Problem requirements: The result should be every line in the data below that carries the string "newRoots".

*** Opening Input for this task ***

PR #694, opened 2021-01-27
Do not show double-listed branches in graph table (closes #341)

### LINKED ISSUE #341: Disallow listing the same branch more than once in .git/machete
Unless we find it useful for whatever reason (but I don't think that's the case)

This should be addressed both on editor/language level and the branch layout parser level

mkondratek:
image

---

- add `duplicatedBranchNames` (to `IGitMacheteRepositorySnapshot`)
- add tests for the derivation of skipped and duplicated 
- fix floating "refresh" button

### DIFF
--- a/backendApi/src/main/java/com/virtuslab/gitmachete/backend/api/IGitMacheteRepositorySnapshot.java
+++ b/backendApi/src/main/java/com/virtuslab/gitmachete/backend/api/IGitMacheteRepositorySnapshot.java
@@ -1,6 +1,7 @@
 package com.virtuslab.gitmachete.backend.api;
 
 import io.vavr.collection.List;
+import io.vavr.collection.Set;
 import io.vavr.control.Option;
 
 import com.virtuslab.branchlayout.api.IBranchLayout;
@@ -21,9 +22,9 @@ public interface IGitMacheteRepositorySnapshot {
 
   Option<IManagedBranchSnapshot> getManagedBranchByName(String branchName);
 
-  List<String> getDuplicatedBranchNames();
+  Set<String> getDuplicatedBranchNames();
 
-  List<String> getSkippedBranchNames();
+  Set<String> getSkippedBranchNames();
 
   Option<IExecutionResult> executeMachetePreRebaseHookIfPresent(IGitRebaseParameters gitRebaseParameters)
       throws GitMacheteException;
--- a/backendApi/src/main/java/com/virtuslab/gitmachete/backend/api/IGitMacheteRepositorySnapshot.java
+++ b/backendApi/src/main/java/com/virtuslab/gitmachete/backend/api/IGitMacheteRepositorySnapshot.java
@@ -21,6 +21,8 @@ public interface IGitMacheteRepositorySnapshot {
 
   Option<IManagedBranchSnapshot> getManagedBranchByName(String branchName);
 
+  List<String> getDuplicatedBranchNames();
+
   List<String> getSkippedBranchNames();
 
   Option<IExecutionResult> executeMachetePreRebaseHookIfPresent(IGitRebaseParameters gitRebaseParameters)
--- a/backendImpl/src/main/java/com/virtuslab/gitmachete/backend/impl/GitMacheteRepository.java
+++ b/backendImpl/src/main/java/com/virtuslab/gitmachete/backend/impl/GitMacheteRepository.java
@@ -20,6 +20,7 @@ import io.vavr.collection.Map;
 import io.vavr.collection.Queue;
 import io.vavr.collection.Seq;
 import io.vavr.collection.Set;
+import io.vavr.collection.TreeSet;
 import io.vavr.control.Option;
 import io.vavr.control.Try;
 import lombok.AccessLevel;
@@ -312,9 +313,10 @@ public class GitMacheteRepository implements IGitMacheteRepository {
       var rootBranchTries = branchLayout.getRootEntries().map(entry -> Try.of(() -> createGitMacheteRootBranch(entry)));
       var rootBranchCreationResults = Try.sequence(rootBranchTries).getOrElseThrow(GitMacheteException::getOrWrap).toList();
       var rootBranches = rootBranchCreationResults.flatMap(creationResult -> creationResult.getCreatedBranches());
-      var skippedBranchNames = rootBranchCreationResults.flatMap(creationResult -> creationResult.getSkippedBranchNames());
+      var skippedBranchNames = rootBranchCreationResults.flatMap(creationResult -> creationResult.getSkippedBranchNames())
+          .toSet();
       var duplicatedBranchNames = rootBranchCreationResults
-          .flatMap(creationResult -> creationResult.getDuplicatedBranchNames()).toSet().toList();
+          .flatMap(creationResult -> creationResult.getDuplicatedBranchNames()).toSet();
 
       var managedBranchByName = createManagedBranchByNameMap(rootBranches);
 
@@ -357,7 +359,7 @@ public class GitMacheteRepository implements IGitMacheteRepository {
       return branchByName;
     }
 
-    private CreatedAndSkippedAndDuplicatedBranches<RootManagedBranchSnapshot> createGitMacheteRootBranch(
+    private CreatedAndDuplicatedAndSkippedBranches<RootManagedBranchSnapshot> createGitMacheteRootBranch(
         IBranchLayoutEntry entry) throws GitCoreException {
 
       var branchName = entry.getName();
@@ -367,7 +369,7 @@ public class GitMacheteRepository implements IGitMacheteRepository {
             .map(childEntry -> Try.of(() -> createGitMacheteRootBranch(childEntry)));
         var newRoots = Try.sequence(childBranchTries)
             .getOrElseThrow(GitCoreException::getOrWrap)
-            .fold(CreatedAndSkippedAndDuplicatedBranches.empty(), CreatedAndSkippedAndDuplicatedBranches::merge);
+            .fold(CreatedAndDuplicatedAndSkippedBranches.empty(), CreatedAndDuplicatedAndSkippedBranches::merge);
         return newRoots.withExtraSkippedBranch(branchName);
       }
 
@@ -376,7 +378,7 @@ public class GitMacheteRepository implements IGitMacheteRepository {
             .map(childEntry -> Try.of(() -> createGitMacheteRootBranch(childEntry)));
         var newRoots = Try.sequence(childBranchTries)
             .getOrElseThrow(GitCoreException::getOrWrap)
-            .fold(CreatedAndSkippedAndDuplicatedBranches.empty(), CreatedAndSkippedAndDuplicatedBranches::merge);
+            .fold(CreatedAndDuplicatedAndSkippedBranches.empty(), CreatedAndDuplicatedAndSkippedBranches::merge);
         return newRoots.withExtraDuplicatedBranch(branchName);
       }
 
@@ -394,25 +396,25 @@ public class GitMacheteRepository implements IGitMacheteRepository {
       var createdRootBranch = new RootManagedBranchSnapshot(branchName, branchFullName,
           childBranches.getCreatedBranches(), pointedCommit, remoteTrackingBranch, syncToRemoteStatus, customAnnotation,
           statusHookOutput);
-      return CreatedAndSkippedAndDuplicatedBranches.of(List.of(createdRootBranch),
+      return CreatedAndDuplicatedAndSkippedBranches.of(List.of(createdRootBranch),
           childBranches.getDuplicatedBranchNames(), childBranches.getSkippedBranchNames());
     }
 
-    private CreatedAndSkippedAndDuplicatedBranches<NonRootManagedBranchSnapshot> createGitMacheteNonRootBranch(
+    private CreatedAndDuplicatedAndSkippedBranches<NonRootManagedBranchSnapshot> createGitMacheteNonRootBranch(
         IGitCoreLocalBranchSnapshot parentCoreLocalBranch,
         IBranchLayoutEntry entry) throws GitCoreException {
 
       var branchName = entry.getName();
       IGitCoreLocalBranchSnapshot coreLocalBranch = localBranchByName.get(branchName).getOrNull();
       if (coreLocalBranch == null) {
-        CreatedAndSkippedAndDuplicatedBranches<NonRootManagedBranchSnapshot> childResult = deriveChildBranches(
+        CreatedAndDuplicatedAndSkippedBranches<NonRootManagedBranchSnapshot> childResult = deriveChildBranches(
             parentCoreLocalBranch,
             entry.getChildren());
         return childResult.withExtraSkippedBranch(branchName);
       }
 
       if (!createdBranches.add(branchName)) {
-        CreatedAndSkippedAndDuplicatedBranches<NonRootManagedBranchSnapshot> childResult = deriveChildBranches(
+        CreatedAndDuplicatedAndSkippedBranches<NonRootManagedBranchSnapshot> childResult = deriveChildBranches(
             parentCoreLocalBranch,
             entry.getChildren());
         return childResult.withExtraDuplicatedBranch(branchName);
@@ -449,7 +451,7 @@ public class GitMacheteRepository implements IGitMacheteRepository {
       var result = new NonRootManagedBranchSnapshot(branchName, branchFullName, childBranches.getCreatedBranches(),
           pointedCommit, remoteTrackingBranch, syncToRemoteStatus, customAnnotation, statusHookOutput, forkPoint,
           commits.map(CommitOfManagedBranch::new), syncToParentStatus);
-      return CreatedAndSkippedAndDuplicatedBranches.of(List.of(result),
+      return CreatedAndDuplicatedAndSkippedBranches.of(List.of(result),
           childBranches.getDuplicatedBranchNames(), childBranches.getSkippedBranchNames());
     }
 
@@ -606,7 +608,7 @@ public class GitMacheteRepository implements IGitMacheteRepository {
       }
     }
 
-    private CreatedAndSkippedAndDuplicatedBranches<NonRootManagedBranchSnapshot> deriveChildBranches(
+    private CreatedAndDuplicatedAndSkippedBranches<NonRootManagedBranchSnapshot> deriveChildBranches(
         IGitCoreLocalBranchSnapshot parentCoreLocalBranch,
         List<IBranchLayoutEntry> entries) throws GitCoreException {
 
@@ -614,7 +616,7 @@ public class GitMacheteRepository implements IGitMacheteRepository {
           () -> createGitMacheteNonRootBranch(parentCoreLocalBranch, entry)));
       return Try.sequence(childBranchTries)
           .getOrElseThrow(GitCoreException::getOrWrap)
-          .fold(CreatedAndSkippedAndDuplicatedBranches.empty(), CreatedAndSkippedAndDuplicatedBranches::merge);
+          .fold(CreatedAndDuplicatedAndSkippedBranches.empty(), CreatedAndDuplicatedAndSkippedBranches::merge);
     }
 
     private SyncToRemoteStatus deriveSyncToRemoteStatus(IGitCoreLocalBranchSnapshot coreLocalBranch) throws GitCoreException {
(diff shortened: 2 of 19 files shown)


PawelLipski:
Hmm looking at the screenshot... why is `build-chain` not mentioned in notification or graph table? Is it just un-refreshed yet?

mkondratek:
> Hmm looking at the screenshot... why is `build-chain` not mentioned in notification or graph table? Is it just un-refreshed yet?

wooops, that actually is a really interesting case 

The second occurrence of `call-ws` has been ignored **with all of its children**. 
I think that a more accurate warning message is neccecary.
Merging children from reoccurring branches would be tough since our structure here is immutable. :C

PawelLipski:
> The second occurrence of call-ws has been ignored with all of its children.
Hmm I think if this second occurrence of `call-ws` was a **non-existent** branch instead, children would be just re-attached under `call-ws`'s parent... is the logic supposed to be different for duplicates? 🤔

mkondratek:
image

mkondratek:
Additionally... I lied here https://github.com/VirtusLab/git-machete-intellij-plugin/pull/689#discussion_r564807372

The project resolver must perform the update and refresh because this code is called after clicking the floating button from the machete file. On the other hand, it was responsible for the premature discover. Hence, let's update and refresh from it only if the machete tab is opened.

backendImpl/src/main/java/com/virtuslab/gitmachete/backend/impl/GitMacheteRepository.java
```diff
@@ -929,27 +951,36 @@ IGitMacheteRepositorySnapshot discoverLayoutAndCreateSnapshot(int mostRecentlyCh
 
   @Getter
   @RequiredArgsConstructor(access = AccessLevel.PRIVATE)
-  private static final class CreatedAndSkippedBranches<T extends BaseManagedBranchSnapshot> {
+  private static final class CreatedAndSkippedAndDuplicatedBranches<T extends BaseManagedBranchSnapshot> {
```
PawelLipski, line 954: Nit/paranoia: since both duplicated and skipped branches have the same type, they can be confused in contexts where both are expected (like `GitMacheteRepositorySnapshot`'s c'tor). I'd suggest keeping one fixed order (alphabetical FTW) everywhere in names/fields/methods to reduce the risk of such mistake... so this would be `CreatedAndDuplicatedAndSkippedBranches`

frontendExternalSystem/src/main/java/com/virtuslab/gitmachete/frontend/externalsystem/project/MacheteProjectResolver.java
```diff
@@ -33,4 +54,16 @@
   public boolean cancelTask(ExternalSystemTaskId taskId, ExternalSystemTaskNotificationListener listener) {
     return false;
   }
+
+  @SuppressWarnings({"guieffect:call.invalid.ui", "interning:not.interned"})
```
PawelLipski, line 58: `not.intern`... just like you ‼️

frontendResourceBundles/src/main/resources/GitMacheteBundle.properties
```diff
@@ -250,6 +250,7 @@ string.GitMachete.EnhancedGraphTable.automatic-discover.success-message=Branch l
 string.GitMachete.EnhancedGraphTable.empty-table-text.cannot-discover-layout=Provided machete file ({0}) is empty and branch layout can''t be automatically detected
 string.GitMachete.EnhancedGraphTable.empty-table-text.loading=Loading...
 string.GitMachete.EnhancedGraphTable.empty-table-text.only-skipped-in-machete-file=None of the branches provided by machete file ({0}) exists within the local repository
+string.GitMachete.EnhancedGraphTable.duplicated-branches-text=The following branches defined by machete file appear more than once:
```
PawelLipski, line 253: Or just
```suggestion
string.GitMachete.EnhancedGraphTable.duplicated-branches-text=The following branches appear more than once in machete file:
```

backendImpl/src/main/java/com/virtuslab/gitmachete/backend/impl/GitMacheteRepository.java
mkondratek: Whooops, good point. Firstly I added the duplicated field as the last one, then I moved it b4 skipped to keep the order but I forgot about the class name Xd

frontendExternalSystem/src/main/java/com/virtuslab/gitmachete/frontend/externalsystem/project/MacheteProjectResolver.java
```diff
@@ -33,4 +54,16 @@
...
+  private Boolean hasSelectedGitMacheteTab(Project project) {
+    var toolWindowManager = ToolWindowManager.getInstance(project);
+    var toolWindow = toolWindowManager.getToolWindow(ToolWindowId.VCS);
+    if (toolWindow != null) {
+      var contentManager = toolWindow.getContentManager();
+      var gitMacheteContent = contentManager.findContent("Git Machete");
```
PawelLipski, line 64: Nit: do we keep tab name somewhere in properties?

frontendExternalSystem/src/main/java/com/virtuslab/gitmachete/frontend/externalsystem/project/MacheteProjectResolver.java
```diff
@@ -24,6 +31,20 @@
       @Nullable MacheteExecutionSettings settings,
       ExternalSystemTaskNotificationListener listener)
       throws ExternalSystemException, IllegalArgumentException, IllegalStateException {
+
+    var graphTableProvider = Option.of(settings)
+        .map(s -> s.getProject().getService(GraphTableProvider.class));
+    var hasSelectedGitMacheteTab = Option.of(settings)
+        .map(s -> s.getProject())
+        .map(this::hasSelectedGitMacheteTab)
+        .getOrElse(Boolean.FALSE);
```
PawelLipski, line 40: Wow how come I've never seen that 😯

PawelLipski: (Most likely I was just always relying on autoboxing for booleans... also `Boolean` is relatively rarely a type param in any generic 🤔 )

frontendResourceBundles/src/main/resources/GitMacheteBundle.properties
```diff
@@ -250,6 +250,7 @@ string.GitMachete.EnhancedGraphTable.automatic-discover.success-message=Branch l
...
 string.GitMachete.EnhancedGraphTable.skipped-branches-text=The following branches defined by machete file do not belong to the local repository:
```
PawelLipski, line 254: Btw, sounds more natural IMO:
```suggestion
string.GitMachete.EnhancedGraphTable.skipped-branches-text=The following branches listed in machete file do not belong to the local repository:
```

PawelLipski: As in, technically it's git that _defines_ the branches, not us ;p we just reference them

frontendExternalSystem/src/main/java/com/virtuslab/gitmachete/frontend/externalsystem/project/MacheteProjectResolver.java
PawelLipski, line 40: Or just:
```suggestion
    var hasSelectedGitMacheteTab = settings != null && hasSelectedGitMacheteTab(settings.getProject());
```

frontendExternalSystem/src/main/java/com/virtuslab/gitmachete/frontend/externalsystem/project/MacheteProjectResolver.java
mkondratek: I can bundle it but note that the bundle cannot be used by plugin.xml
```
<extensions defaultExtensionNs="com.intellij">
        <changesViewContent tabName="Git Machete"
                            className="com.virtuslab.gitmachete.frontend.ui.impl.root.GitMacheteContentProvider"
                            predicateClassName="com.virtuslab.gitmachete.frontend.ui.impl.root.GitMacheteVisibilityPredicate"/>
...
```

PawelLipski: Aaa ok, leave as is then

backendImpl/src/main/java/com/virtuslab/gitmachete/backend/impl/GitMacheteRepository.java
```diff
@@ -312,6 +313,8 @@ IGitMacheteRepositorySnapshot createSnapshot(IBranchLayout branchLayout) throws
       var rootBranchCreationResults = Try.sequence(rootBranchTries).getOrElseThrow(GitMacheteException::getOrWrap).toList();
       var rootBranches = rootBranchCreationResults.flatMap(creationResult -> creationResult.getCreatedBranches());
       var skippedBranchNames = rootBranchCreationResults.flatMap(creationResult -> creationResult.getSkippedBranchNames());
+      var duplicatedBranchNames = rootBranchCreationResults
+          .flatMap(creationResult -> creationResult.getDuplicatedBranchNames()).toSet().toList();
```
PawelLipski, line 317: Hmm why does have it be both `toSet` and `toList`?  `toSet` for removing duplicates from the list of duplicates itself? ;)

frontendExternalSystem/src/main/java/com/virtuslab/gitmachete/frontend/externalsystem/project/MacheteProjectResolver.java
mkondratek: Yeah, I would rather leave it (we use `"Git Machete"` in two places only)

backendImpl/src/main/java/com/virtuslab/gitmachete/backend/impl/GitMacheteRepository.java
mkondratek: :yes:

PawelLipski: This actually suggests that `duplicatedBranchNames` (and possibly `skippedBranchNames`) could instead be represented as `Set` everywhere (since we DO care about things being unique in these collections, but DON'T care about ordering &mdash; at least not until we show them to the user, when we might want to sort them first)

backendApi/src/main/java/com/virtuslab/gitmachete/backend/api/IGitMacheteRepositorySnapshot.java
```diff
@@ -21,6 +21,8 @@
 
   Option<IManagedBranchSnapshot> getManagedBranchByName(String branchName);
 
+  List<String> getDuplicatedBranchNames();
```
PawelLipski, line 24: Btw: crazy/unlikely corner case, what if a branch is both duplicated AND skipped? ;) that's perfectly possible ofc

PawelLipski: Also, pls add some 3-ish test cases to `backendImpl/src/tests`

backendImpl/src/main/java/com/virtuslab/gitmachete/backend/impl/GitMacheteRepository.java
```diff
@@ -929,27 +951,36 @@ IGitMacheteRepositorySnapshot discoverLayoutAndCreateSnapshot(int mostRecentlyCh
...
+    CreatedAndSkippedAndDuplicatedBranches<T> withExtraSkippedBranch(String skippedBranchName) {
+      return new CreatedAndSkippedAndDuplicatedBranches<T>(getCreatedBranches(), getDuplicatedBranchNames(),
+          getSkippedBranchNames().append(skippedBranchName));
     }
 
-    static <T extends BaseManagedBranchSnapshot> CreatedAndSkippedBranches<T> empty() {
-      return new CreatedAndSkippedBranches<T>(List.empty(), List.empty());
+    static <T extends BaseManagedBranchSnapshot> CreatedAndSkippedAndDuplicatedBranches<T> of(List<T> createdBranches,
+        List<String> duplicatedBranchName, List<String> skippedBranchNames) {
+      return new CreatedAndSkippedAndDuplicatedBranches<T>(createdBranches, duplicatedBranchName, skippedBranchNames);
```
PawelLipski, line 972: Whoops okay here args are swapped 😅

PawelLipski: Oh ok they aren't coz fields are in abc order... nvm

frontendExternalSystem/src/main/java/com/virtuslab/gitmachete/frontend/externalsystem/project/MacheteProjectResolver.java
```diff
@@ -33,4 +54,16 @@
   public boolean cancelTask(ExternalSystemTaskId taskId, ExternalSystemTaskNotificationListener listener) {
     return false;
   }
+
+  @SuppressWarnings({"guieffect:call.invalid.ui", "interning:not.interned"})
+  private Boolean hasSelectedGitMacheteTab(Project project) {
+    var toolWindowManager = ToolWindowManager.getInstance(project);
+    var toolWindow = toolWindowManager.getToolWindow(ToolWindowId.VCS);
+    if (toolWindow != null) {
+      var contentManager = toolWindow.getContentManager();
```
PawelLipski, line 63: Actually... why suppressing `guieffect:call.invalid.ui` was needed here? Possibly the offending method should have the Checker signature changed in stub files instead... since we likely **treat it as UI-thread-only** while in fact **it's any-thread-safe** (?)

frontendExternalSystem/src/main/java/com/virtuslab/gitmachete/frontend/externalsystem/project/MacheteProjectResolver.java
```diff
@@ -33,4 +54,16 @@
...
+      var gitMacheteContent = contentManager.findContent("Git Machete");
+      return contentManager.getSelectedContent() == gitMacheteContent;
+    }
+    return Boolean.FALSE;
```
PawelLipski, line 67: Hmm just `boolean`/`false` ;)

frontendExternalSystem/src/main/java/com/virtuslab/gitmachete/frontend/externalsystem/project/MacheteProjectResolver.java
PawelLipski: Rule of the thumb: `.getOrElse(false/true)` can almost always be rewritten to sth more readable/less "wrapped"

backendApi/src/main/java/com/virtuslab/gitmachete/backend/api/IGitMacheteRepositorySnapshot.java
mkondratek: Presently it will be considered as a skipped one only. does it make sense?

PawelLipski: Okay, makes sense, actually maybe even more than the inverse (i.e. considered duplicate only)... but still, that's more of a puzzle than actual problem ;)

mkondratek:
btw opened #695; a temporary solution implemented

frontendExternalSystem/src/main/java/com/virtuslab/gitmachete/frontend/externalsystem/project/MacheteProjectResolver.java
```diff
@@ -55,15 +52,17 @@ public boolean cancelTask(ExternalSystemTaskId taskId, ExternalSystemTaskNotific
     return false;
   }
 
-  @SuppressWarnings({"guieffect:call.invalid.ui", "interning:not.interned"})
+  @SuppressWarnings("interning:not.interned")
   private Boolean hasSelectedGitMacheteTab(Project project) {
     var toolWindowManager = ToolWindowManager.getInstance(project);
     var toolWindow = toolWindowManager.getToolWindow(ToolWindowId.VCS);
     if (toolWindow != null) {
-      var contentManager = toolWindow.getContentManager();
```
PawelLipski: Whoops okay so this was potentially unsafe?

frontendExternalSystem/src/main/java/com/virtuslab/gitmachete/frontend/externalsystem/project/MacheteProjectResolver.java
```diff
@@ -55,15 +52,17 @@ public boolean cancelTask(ExternalSystemTaskId taskId, ExternalSystemTaskNotific
...
-      var gitMacheteContent = contentManager.findContent("Git Machete");
-      return contentManager.getSelectedContent() == gitMacheteContent;
+      var contentManager = toolWindow.getContentManagerIfCreated();
```
PawelLipski, line 60: Btw you can mark these methods as `@Nullable` in stubs for safety in future (Checker isn't very sound if it comes to assumptions about methods coming from compiler jars, see https://github.com/typetools/checker-framework/issues/4079)

branchLayoutApi/src/main/java/com/virtuslab/branchlayout/api/BranchLayout.java
```diff
@@ -37,7 +37,14 @@ public IBranchLayout slideOut(String branchName) throws EntryDoesNotExistExcepti
     if (entryToSlideOut == null) {
       throw new EntryDoesNotExistException("Branch entry '${branchName}' does not exist");
     }
-    return new BranchLayout(rootEntries.flatMap(rootEntry -> slideOut(rootEntry, entryToSlideOut)));
+
+    var newBranchLayout = new BranchLayout(rootEntries.flatMap(rootEntry -> slideOut(rootEntry, entryToSlideOut)));
```
PawelLipski, line 41: Hmm I don't like this double slide-out here.... how about just sth like:

`return new BranchLayout(rootEntries.flatMap(rootEntry -> slideOut(rootEntry, branchName)));`

as in, branches just slid out based on their matching name, with no need to perform `findEntryByName` in the first place?

Also, if you could a test that would've captured the bug in the previous implementation (i.e. the one where only one of duplicated entries is being slid out)

frontendExternalSystem/src/main/java/com/virtuslab/gitmachete/frontend/externalsystem/project/MacheteProjectResolver.java
mkondratek: :yes:

branchLayoutApi/src/main/java/com/virtuslab/branchlayout/api/BranchLayout.java
```diff
@@ -32,29 +32,19 @@ public BranchLayout(List<IBranchLayoutEntry> rootEntries) {
...
-    }
+  public IBranchLayout slideOut(String branchName) {
+    // TODO (#695): disable slide out for duplicated branches
+    return new BranchLayout(rootEntries.flatMap(rootEntry -> slideOut(rootEntry, branchName)));
   }
 
   private List<IBranchLayoutEntry> slideOut(
       @FindDistinct IBranchLayoutEntry entry,
-      @FindDistinct IBranchLayoutEntry entryToSlideOut) {
+      @FindDistinct String entryNameToSlideOut) {
```
PawelLipski, line 42: `@FindDistinct` likely no longer needed on either param (https://checkerframework.org/api/org/checkerframework/checker/interning/qual/FindDistinct.html)

frontendActions/src/main/java/com/virtuslab/gitmachete/frontend/actions/backgroundables/SlideInBackgroundable.java
```diff
@@ -76,15 +76,7 @@ public void run(ProgressIndicator indicator) {
         targetBranchLayout = branchLayout;
       } else {
         entryToSlideIn = entryByName.withChildren(List.empty());
-        try {
-          targetBranchLayout = branchLayout.slideOut(slideInOptions.getName());
-        } catch (EntryDoesNotExistException e) {
```
PawelLipski, line 81: Thing to make sure now: whether sliding in a managed branch under a new parent still works :goncern:

mkondratek: > whether it fails when the provided branch name is invalid
what do you mean?

PawelLipski: Ah ok, nvm 🤦🏻

PawelLipski (approved):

*** Closing Input for this task ***

Completed task:
         var newRoots = Try.sequence(childBranchTries)
         return newRoots.withExtraSkippedBranch(branchName);
         var newRoots = Try.sequence(childBranchTries)
         return newRoots.withExtraDuplicatedBranch(branchName);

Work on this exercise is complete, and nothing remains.